The trade union movement too has to recognise the shameful elements of its own history, when many unions operated an unofficial colour bar in the 1950s and into the 1960s. But in 1963 after a four-month boycott of the Bristol Omnibus Company, which was refusing to employ “coloured” crews, the bosses were force to abandon this discrimination. It was the struggles of black workers themselves, aided by socialist trade unionists, that put a stop to these disgraceful practices and whose pressure eventually led to anti-discrimination legislation being passed by Labour governments. Even this, however, was accompanied by tightening of the immigration laws.

The exception is Jeremy Corbyn, but the response to him is instructive. The Labour Party’s 2019 election manifesto promised to conduct an “audit of the impact of Britain’s colonial legacy” with the goal of understanding “our contribution to the dynamics of violence and insecurity across regions previously under British colonial rule.” There can be little doubt that this was further proof to our rulers that under Corbyn Labour was unfit to hold office. If you can’t be trusted with such past “achievements” how can you be trusted with making new ones?

Labour – now “under new management” as Keir Starmer says – is resorting to patriotism to win back voters in the Red Wall, by daubing it with the red-white-and-blue of the Union Jack.

The struggle for anti-racist education

Indeed the whole history of Britain’s exploitation of the world over three centuries needs to be taught and discussed in schools and universities – not just for one month in twelve but the whole year round – and integrated into all subjects. National curriculums still give little space to the history of black and Asian people in Britain let alone to the origins of these communities in slavery and the colonial plunder of the British Empire. As well as the stories of ordinary working people in industry, transport and the education and health services, an integral part of black history is the story of political activists, nationalist and socialist, who came to Britain and organised their independence movements from here.

The story starts with leaders of the abolitionist movement, like Olaudah Equianao (1745-1797), and a leader of the physical force (revolutionary) wing of Chartism, William Cuffay (1788-1870). The 1930s witnessed the socialist and anticolonial activities of George Padmore, CLR James and Jomo Kenyatta. Nor must we forget the black and Asian activists in the new movements of the 1970s and 1980s, like Michael X, Darcus Howe and Olive Morris.
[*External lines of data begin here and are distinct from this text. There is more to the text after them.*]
PR #1531, opened 2023-12-17
Convert lisp stream dispatch to virtual methods

yitzchak:


src/core/lispStream.cc
```diff
@@ -1367,331 +992,110 @@ static int utf_8_encoder(T_sp stream, unsigned char* buffer, claspCharacter c) {
...
-  T_sp fn = eval::funcall(gray::_sym_stream_read_sequence, strm, data, clasp_make_fixnum(start), clasp_make_fixnum(end));
-  if (fn.fixnump()) {
-    return fn.unsafe_fixnum();
+T_sp FileStream_O::string_length(T_sp string) {
+  int l = 0;
+  if (cl__characterp(string)) {
+    l = compute_char_size(string.unsafe_character());
+  } else if (cl__stringp(string)) {
+    Fixnum iEnd;
+    String_sp sb = string.asOrNull<String_O>();
```
Bike, line 1019: Obviously this is just code you're copying and so fixing it is a bit out of scope, but just to mention (you probably already know):
1) asOrNull is to be avoided. we have `gc::As` etc
2) this conditional is pointless, since `cl__length` will return the fill pointer
3) ditto StringFillp and SetStringFillp. they should be on the chopping block

src/core/lispStream.cc
```diff
@@ -4762,19 +3339,16 @@ CL_DOCSTRING(R"dx(interactive_stream_p)dx");
...
   /* ANSI and Cltl2 specify that open-stream-p should work
            on closed streams, and that a stream is only closed
            when #'close has been applied on it */
-  if (Instance_sp instance = strm.asOrNull<Instance_O>()) {
-    return eval::funcall(gray::_sym_open_stream_p, instance);
-  }
-  unlikely_if(!AnsiStreamP(strm)) ERROR_WRONG_TYPE_ONLY_ARG(cl::_sym_open_stream_p, strm, cl::_sym_Stream_O);
-  return (StreamClosed(strm) ? nil<T_O>() : _lisp->_true());
+  AnsiStream_sp ansi_stream = strm.asOrNull<AnsiStream_O>();
+  return ansi_stream ? (ansi_stream->_Closed ? nil<T_O>() : _lisp->_true()) : eval::funcall(gray::_sym_open_stream_p, strm);
```
Bike, line 3351: maybe oughta have a reader rather than using a field directly

Bike (approved):
Good work.

PR #1540, opened 2023-12-25
Stream updates

yitzchak:
- Add primitive stream_file_descriptor. We inherited GRAY:STREAM-FILE-DESCRIPTOR from ECL. It was introduced only to port SERVE-EVENT. It is not in any other implementation and was never hooked up to any of the internal ansi-stream stuff. I've changed the signature because optional parameters on generic functions are not very useful especially they can't be specialized. The DIRECTION argument is now any direction which is valid with CL:OPEN.
- Add source input tracking
- Add a pseudo echo mode for two-way-stream. This updates the output cursor for values that are read from the input stream, assuming that the underlying streams are doing the actual echoing. I got the idea from CCL which has ECHOING-TWO-WAY-STREAM which does the same thing.
- Added `EXT:+PROCESS-TERMINAL-IO+` which is the actual two-way-stream behind `CL:*TERMINAL-IO*`, `CL:*DEBUG-IO*`, and `CL:*QUERY-IO*`. Turned those streams into synonym streams.


src/lisp/kernel/clos/streams.lisp
```diff
@@ -240,20 +245,23 @@ truename."))
...
 
-(defgeneric stream-file-descriptor (stream &optional direction)
+(defgeneric stream-file-descriptor (stream direction)
   (:documentation
    "Return the file-descriptor underlaying STREAM, or NIL if not
-   available. DIRECTION must be either :INPUT, or :OUTPUT and is
-   supposed to discriminate in case STREAM is a bidirectional
-   stream. DIRECTION is supposed to default to :INPUT.
+   available. DIRECTION must be either :INPUT, :OUTPUT, :IO or
+   :PROBE."))
```
Bike, line 252: Maybe restore the part of the comment explaining why there's a direction parameter?

src/lisp/kernel/clos/streams.lisp
```diff
@@ -812,42 +816,33 @@ truename."))
...
-(defmethod stream-file-descriptor ((stream file-stream) &optional (direction
-                                                                   :input))
-  (declare (ignore direction))
-  (ext:file-stream-file-descriptor stream))
+(defmethod stream-file-descriptor (stream direction)
+  (declare (ignore stream direction))
+  nil)
+
+(defmethod stream-file-descriptor ((stream ansi-stream) direction)
+  (%stream-file-descriptor direction))
```
Bike, line 824: Shouldn't this call get the stream as an argument?

src/lisp/kernel/clos/streams.lisp
```diff
@@ -812,42 +816,33 @@ truename."))
...
+
+
+;;; STREAM-INPUT-COLUMN
+
+(defmethod stream-input-column (stream)
+  (declare (ignore stream))
+  nil)
+
+(defmethod stream-input-column ((stream ansi-stream))
+  (%stream-input-column direction))
```
Bike, line 834: Should have the stream rather than the direction, surely. If the tests don't cover this maybe they ought to.

src/lisp/kernel/clos/streams.lisp
```diff
@@ -812,42 +816,33 @@ truename."))
...
+
+
+;;; STREAM-INPUT-LINE
+
+(defmethod stream-input-line (stream)
+  (declare (ignore stream))
+  nil)
+
+(defmethod stream-input-line ((stream ansi-stream))
+  (%stream-input-line direction))
```
Bike, line 844: should have the stream and not a direction.

src/core/lispStream.cc
```diff
@@ -566,16 +566,76 @@ int stream_set_column(T_sp stream, int column) {
...
+  if (stream.isA<AnsiStream_O>())
+    stream.as_unsafe<AnsiStream_O>()->restore_output_cursor();
+}
+
+// Stream input tracking functions
+
+// This function is exposed to CL because it is needed to implement
+// the GRAY:STREAM-INPUT-COLUMN for ansi-stream. The stream argument
+// is guaranteed to be an AnsiStream_sp so recursion is avoided.
+CL_LISPIFY_NAME("gray:%stream-input-column")
```
Bike, line 606: I'm mildly concerned about these functions being exposed in the GRAY package. I see that they are unexported later, but maybe it would be cleaner to move them to CORE, or for them to be defined in GRAY but not exported (I think there's a C macro to use instead of `SYMBOL_EXPORT_SC_` for that?)

Bike (changes requested):

src/lisp/kernel/clos/streams.lisp
yitzchak: You are correct.

src/lisp/kernel/clos/streams.lisp
yitzchak: More copy/paste errors.

src/core/lispStream.cc
yitzchak: I moved them from core because only gray is using them and they seem to be an internal design detail of the gray package. The scrapper and expose_function export all function automatically. I started down the patch of adding a "internal" option, but it looks like that will take more work and is kind of a tangential issue.

PR #1572, opened 2024-04-06
Simplify Integer_O::create and add const reference translators

paulapatience:


yitzchak:
@paulapatience  Ignore the variable length array warnings. These are LLVM18 warnings that I haven't fixed yet.

Bike (approved):

PR #1575, opened 2024-04-15
Fasl native

Bike:
This was supposed to have native FASL, but I get a pretty inscrutable failure in FASO build mode. So I'm going to merge this and then think about something else for a while.


Bike:
I decided not to keep the last defvar commit in faso-cleanup since it might be detrimental sometimes and the speedup is marginal.

PR #1582, opened 2024-05-12
Remove MPS from preciseprep builds

yitzchak:
Leave the defines in for reference during MMTK integration.

### DIFF
--- a/repos.sexp
+++ b/repos.sexp
@@ -204,10 +204,6 @@
   :repository "https://github.com/clasp-developers/asdf.git"
   :directory "src/lisp/modules/asdf/"
   :branch "add-clasp-bytecode-support")
- (:name :mps
-  :repository "https://github.com/Ravenbrook/mps.git"
-  :directory "src/mps/"
-  :commit "b8a05a3846430bc36c8200f24d248c8293801503")
  (:name :bdwgc
   :repository "https://github.com/ivmai/bdwgc.git"
   :directory "src/bdwgc/"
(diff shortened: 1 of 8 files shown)


repos.sexp
```diff
@@ -204,7 +204,7 @@
   :repository "https://github.com/clasp-developers/asdf.git"
   :directory "src/lisp/modules/asdf/"
   :branch "add-clasp-bytecode-support")
- (:name :mps
+ #+(or)(:name :mps
```
Bike, line 207: Can we not just remove this entirely?

src/gctools/cscript.lisp
```diff
@@ -10,7 +10,7 @@
            #~"exposeClasses3.cc"
            #~"boehmGarbageCollection.cc"
            #~"mmtkGarbageCollection.cc"
-           #~"mpsGarbageCollection.cc"
+           ;#~"mpsGarbageCollection.cc"
```
Bike, line 13: If we don't ever need it we should just delete this file. MMTk works differently from MPS so I don't think it will be much help as a reference, and even if we do need it, the file will always be there in the git history.

Bike (changes requested):
If we can totally remove all remnants of MPS we should. The GC code we have is messy and I don't think it will be helpful as a reference for MMTk or otherwise, and even if we do need it we can just check git.

yitzchak:
@Bike I removed the commented stuff in repos.sexp and the cscript files, at least.

PR #1588, opened 2024-05-31
Add Guix packages for Clasp and Cando

paulapatience:


guix/cando.scm
```diff
@@ -0,0 +1,101 @@
...
+              ;; <https://github.com/cando-developers/cando/commit/85ffab474faa342c38ced5b84553db035d23687b>.
+              (add-after 'unpack 'fix-build
+                (lambda _
+                  (substitute*
+                      '("extensions/cando/src/geom/matrix.cc"
+                        "extensions/cando/src/geom/ovector3.cc"
+                        "extensions/cando/src/geom/vector3.cc"
+                        "extensions/cando/src/kinematics/bondedJoint.cc")
+                    (("\\(isnan\\(") "(std::isnan(")
+                    (("\\|isnan\\(") "|std::isnan("))))))))
```
yitzchak, line 89: Do we still need these substitutions?

paulapatience: You're right, we don't. I hadn't realized that repos.sexp followed Cando's main branch.

yitzchak: Yes, When we do a release the repos.sexp in the source archive will have a specific commit for all dependencies.

PR #306, opened 2020-12-05
Adds SubModelSeq.List sample

TysonMN:
This PR adds a sample called SubModelSeq.List.  I tested it and it works.  There might be some unused code still to remove.


cmeeren (commented):
Some immediate thoughts just from looking at it on GH:

* In general, it would be good to clarify the scope/intention of the sample.
* Considering we want this sample to be fairly simple(?), could we remove the `Identifiable` wrapper? Is it actually helping in a significant way?
* I suggest moving all counter-related stuff to the `Counter` module, including the bindings. The counter is the "child component", so IMHO all its stuff should be kept together. Now of course, this immediately causes problems since the bindings rely on the root `Model`. So perhaps `Counter` isn't a truly separate child component after all? Perhaps we should remove `GlobalState` from this sample, to keep it simple and focus on the translator pattern if that's the intention?
* By the same reasoning, perhaps we could check for other things to simplify? Personally I find the `FuncOption` stuff and `swapCounters` to be a bit confusing.

TysonMN:
> * I suggest moving all counter-related stuff to the `Counter` module, including the bindings. The counter is the "child component", so IMHO all its stuff should be kept together. Now of course, this immediately causes problems since the bindings rely on the root `Model`. So perhaps `Counter` isn't a truly separate child component after all?

This is trivial to do in `v4` (and is already done for the `SubModelSeq` sample), but it is difficult to do in `master` (which lacks `mapModel`, `mapMsg`, and `mapMsgWithModel`).  It is possible to copy-paste the bindings _exactly_ as they are and put them in the `Counter` module.  However, the model type still needs to remain `_ * Identifiable<Counter>` and the message type needs to remain `InOutMsg<CounterMsg, _>`.

To see what I mean, I made that change in [this commit](https://github.com/elmish/Elmish.WPF/pull/306/commits/28bfccea934cad467aa097a068fa7e5e3e209b48).

> * Perhaps we should remove `GlobalState` from this sample, to keep it simple and focus on the translator pattern if that's the intention?

Sure.  I made that change in [this commit](https://github.com/elmish/Elmish.WPF/pull/306/commits/e259c39cf4729c9bbced036f407a9c9f15c53073).

> * By the same reasoning, perhaps we could check for other things to simplify? Personally I find the `FuncOption` stuff and `swapCounters` to be a bit confusing.

The easiest thing way to address that is to remove the ability to swap.  The would leave removal of the counter as the only out message.  All of these changes are easy to undo (or really, to redo) so I made that change in [this commit](https://github.com/elmish/Elmish.WPF/pull/306/commits/a67cfaf0ffc9e6291f99bfa234e72e48ccd6b892).

> ...could we remove the `Identifiable` wrapper? Is it actually helping in a significant way?

There are two things here.  First, the main benefit of an identifier is that it makes it easy to see what is changing when swapping counters.  However, if we can't swap counters, then this doesn't matter at all.  Second, assuming that we want an ID, it helps to keep the counter code identical to the `SingleCounter` sample.  This is more helpful in `v4` than it is in `master`.

I removed the identifiable wrapper in [this commit](https://github.com/elmish/Elmish.WPF/pull/306/commits/0156b17e19f0c27900bf3e6f13f9796a9f088bc5).

-------

After all those changes, I simplified the remaining code in [this commit](https://github.com/elmish/Elmish.WPF/pull/306/commits/140dc6462c70d58591fedaf33b18e9f6cce091fa).

src/Samples/SubModelSeq.List/Program.fs
```diff
@@ -0,0 +1,121 @@
...
+
+  type Model = Counter list
+
+  type Msg =
+    | CounterMsg of int * CounterMsg
+    | AddCounter
+    | Remove of int
+
+  type OutMsg =
+    | OutRemove
```
cmeeren, line 76: Instead of prefixing `OutMsg` cases with `Out`, how about removing the case prefix and using `[<RequireQualifiedAccess>]` on the DU?

src/Samples/SubModelSeq.List/Program.fs
```diff
@@ -0,0 +1,121 @@
...
+
+
+module Bindings =
+
+  open App
+
+  let counterBindings () : Binding<Model * int * Counter, InOutMsg<CounterMsg, OutMsg>> list =
+    [ "Remove" |> Binding.cmd(OutRemove |> OutMsg)
+    ] @ (Counter.bindings ())
+
```
cmeeren, line 98: To stick to what seems like the "canonical" translator pattern, I suggest that `Remove` should be part of `Counter.bindings`, and that these bindings accept the `InMsg` and `OutMsg` functions/constructors as parameters (either as individual parameters, a normal record, or an anonymous record, feel free to experiment).

src/Samples/SubModelSeq.List/Program.fs
```diff
@@ -0,0 +1,121 @@
...
+        (fun v _ -> v |> int |> SetStepSize |> InMsg))
+      "Reset" |> Binding.cmdIf(
+        Reset |> InMsg,
+        (fun (_, _, c) -> canReset c))
+    ]
+
+
+module App =
+
+  type Model = Counter list
```
cmeeren, line 68: I suggest having the main `Model` be a record with a single field `Counters`. When I learned Elmish, I was always annoyed at the countless (har-har) counter tutorials where the model was just an `int`; it made the rest of the code artificially simple and a bit harder to understand.

cmeeren (commented):
Thanks. I find it simpler now.

Regarding `Identifiable`: In my code at work, I have many domain entities that have an `Id` property of some type. I have also defined the following functions to help me use it without having to wrap everything in `Identifiable` or similar:

```f#
let inline getId x =
  (^a: (member Id: _) x)

module List =

  let inline mapById id f list =
    list |> List.map (fun x -> if getId x = id then f x else x)
```

You could of course also define a similar `removeById` function, or anything else you fancy.

That way, just by consistently making my domain entities contain a field named `Id`, I can treat them using this generic utility code while still keeping my domain models/logic clear of explicit wrappers. SRTP should be used carefully, and in my experience, this is one area that where it works well without adding notable complexity.

For this sample, barring `Identifiable<_>`, I see three options:
* Keep the PR as it is now: Don't have counter IDs; instead use indexes as an implicit identifier.
* Have an `Id` property in the `Counter` type and use the SRTP functions above to treat them generically.
* Don't treat them generically; remove the generic `List` functions currently in the PR and just remove the counters directly, non-generically (either inline or by creating `Counter`-specific functions).

I really like the SRTP approach for this, but if you think the third option is better here for simplicity, that's fine. I'm also open to keeping it like it is.

src/Samples/SubModelSeq.List/Program.fs
TysonMN: Sure.  Done.

src/Samples/SubModelSeq.List/Program.fs
TysonMN: Sure.  Done.

src/Samples/SubModelSeq.List/Program.fs
TysonMN: I don't care so much where we put things in the `master` version of this sample.  We when port this to `v4` though, I think we should remove the duplication present in the current branch by removing `InMsg` in all the places it is currently being used and replace `Counter.bindings ()` with
```fsharp
Counter.bindings () |> Bindings.mapMsg InMsg
```

Then case constructors `InMsg` and `OutMsg` are used right next to each other.

TysonMN:
> For this sample, barring `Identifiable<_>`, I see three options:
> 
> * Keep the PR as it is now: Don't have counter IDs; instead use indexes as an implicit identifier.
> * Have an `Id` property in the `Counter` type and use the SRTP functions above to treat them generically.
> * Don't treat them generically; remove the generic `List` functions currently in the PR and just remove the counters directly, non-generically (either inline or by creating `Counter`-specific functions).
> 
> I really like the SRTP approach for this, but if you think the third option is better here for simplicity, that's fine. I'm also open to keeping it like it is.

I prefer how it is now.

IDs are not essential to this sample (especially now that swapping counters isn't possible).  In my application at work, the places I am using this OutMsg with translator pattern only use `SubModel` bindings...not `SubModelSeq` bindings (when a button on one of my finite number of screens is clicked, which causes a different screen to appear).  To emphsize this, we could switch the sample to one that only uses `SubModel` bindings instead of `SubModelSeq` bindinds.

cmeeren:
> To emphsize this, we could switch the sample to one that only uses `SubModel` bindings instead of `SubModelSeq` bindinds.

Yes, that's possible. It would also remove some complexity and allow us to focus on the `OutMsg` stuff. Perhaps even renaming the sample `OutMsg`.

If we go down that route, we may consider still having a `SubModelSeq.List` sample that focuses exclusively on that and doesn't use `OutMsg`. What do you think?

TysonMN:
> If we go down that route, we may consider still having a `SubModelSeq.List` sample that focuses exclusively on `SubModelSeq` and doesn't use `OutMsg`. What do you think?

Yes, that is very reasonable.  The current `SubModelSeq` sample using a tree is very complicated.  I expect that most uses cases would be much simpler.  I know they are in my application at work.

So consider some potential `SubModelSeq.List` sample that focuses exclusively on `SubModelSeq` and doesn't use `OutMsg`.  In addition to it not using `OutMsg`, I don't want it to be possible to "simplify" anything using `OutMsg` either.  For example, the `SubModelSeq.List` sample in the branch for this PR would satisfy this if it were not possible to remove an item via a button on that item.

Another thing to consider is what the samples might look like when the composable binding API exists.  Still a bit beyond the fog of war for me to see, but I do expect the samples to change some due to the new API.  The existing functionality will still exist, so logically all the current samples could remain, but there will likely be a new ways that better demonstrate the new API.

cmeeren:
> In addition to it not using `OutMsg`, I don't want it to be possible to "simplify" anything using `OutMsg` either. For example, the `SubModelSeq.List` sample in the branch for this PR would satisfy this if it were not possible to remove an item via a button on that item.

Fair point. I'm fine with, uh, removing the removal feature.

>  The existing functionality will still exist, so logically all the current samples could remain, but there will likely be a new ways that better demonstrate the new API.

Yes, I think we should strive to keep the samples up-do-date with respect to best practices.

TysonMN:
I will keep the branch in my fork, but I will close this PR for now.  I expect other improvements to the samples soon, and I don't want this getting in the way.

PR #315, opened 2020-12-30
Support for multiple validation errors #314

### LINKED ISSUE #314: Multiple validation errors
The `INotifyDataErrorInfo` interface supports multiple errors per property.  Elmish.WPF is currently restricting this to a single error (see line 838).

https://github.com/elmish/Elmish.WPF/blob/db20825cc2057b9b464fe56a5752639dd7d9a480/src/Elmish.WPF/ViewModel.fs#L830-L839

The branch [demo/multiple_validation_errors](https://github.com/TysonMN/Elmish.WPF/tree/demo/multiple_validation_errors) contains a proof of concept that shows how to show multiple validation errors in WPF.  See the screenshot below.  The only hack there is the margin I added to the `Submit` button so that it wasn't covered by the additional validation errors.

Would anyone like this feature?

I think this feature can be added while remaining backwards compatible, so I think it is fine to exclude this feature from `v4`.

TysonMN:
Resolves #314

This PR adds support for multiple validation errors.

Here are some interesting points about this implementation.
- Other than adding to the API support for a list of errors, I left the existing API as is.  Internally, I converted each `Option` and `ValueOption` to a `list`.
- Equality of errors is done by the equality for `string list`.  This means that the order of errors matters.  I think that is reasonable.
- The sample still includes the previous code in which there is only one validation error.  I added another text box that includes multiple validation errors.
- To quickly get this PR working, the `Submit` message in the sample no longer takes in the parsed data.  However, doing so is preferred.  As Mark Seemann [recently said](https://blog.ploeh.dk/2020/12/14/validation-a-solved-problem/), validation is a solve problem via applicative functors.  Unfortunately, F# doesn't include a `Validation<,>` monad.  I have created one in my project at work.  I could add that to the sample but that would also increase the learning curve.  Alternatively, one could just parse the input under the assumption it will succeed (via `int`) because the `canExec` function returned `true`.  This is not a good practice to do everywhere though.
- The red box around the text box containing the password is too long on the right side.  I don't know why and didn't try to fix it either.

### DIFF
--- a/src/Elmish.WPF.Tests/BindingTests.fs
+++ b/src/Elmish.WPF.Tests/BindingTests.fs
@@ -866,7 +866,7 @@ module twoWayValidate =
         let! x = GenX.auto<int>
         let! err = GenX.auto<string>
 
-        let validate x = if x < 0 then ValueSome err else ValueNone
+        let validate x = if x < 0 then [ err ] else []
         let d = Binding.twoWayValidate(fail, fail2, validate) |> getTwoWayValidateData
 
         test <@ d.Validate x |> unbox = validate x @>
@@ -917,10 +917,10 @@ module twoWayValidate =
         let! x = GenX.auto<int>
         let! err = GenX.auto<string>
 
-        let validate x = if x < 0 then Some err else None
+        let validate x = if x < 0 then [ err ] else []
         let d = Binding.twoWayValidate(fail, fail2, validate) |> getTwoWayValidateData
 
-        test <@ d.Validate x |> unbox = (validate x |> ValueOption.ofOption) @>
+        test <@ d.Validate x |> unbox = validate x @>
       }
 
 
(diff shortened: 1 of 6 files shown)


cmeeren:
The CI build fails, could you investigate?

TysonMN:
Ah, thanks for pointing that out.  Will do.

TysonMN:
CI build passes now.  I forgot to update the tests to match the new behavior.  I force pushed the needed changes.

cmeeren:
I pushed a few commits. What do you think?

The rectangle width error was because the error message was wider than the input field. I increased the width of the input field.

TysonMN:
Great improvements.  Looks good to me.

Ready to merge?

cmeeren:
Yep, thanks a lot!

Of course making this widely known in the schools, universities and the media will be no easy matter. It will be denounced as bringing politics into education. Indeed the Tories, fearful of such a transition to anti-racist education, not least because it poses such a challenge to existing society and institutions, have just proclaimed that there should be no teaching of texts that promote opposition to the capitalist system.

But politics – the politics of imperialism – are already there in abundance. Socialist teachers will have to wage a hard struggle to “tell the truth to power” in the whole education system and they will need the assistance of genuine anti-imperialists in the Labour Party and in the trade unions. Anti-racist education can only truly be vigorous if it exposes the way in which racism and capitalist exploitation are two interlocking chains that bind the working class to its wheels. Together, the youth of today must break them.

In the end the teaching of the crimes of racism, perpetrated by “our” ruling class and its Labour lackeys, will only be preparatory to a common struggle between British workers and those whose ancestors suffered slavery and colonialism and who today still suffer inequality, discrimination and “stop and search” by racist police. We do need “integration” – not into an idealised British nation but – into the part of the international working class that lives here or wants to live here.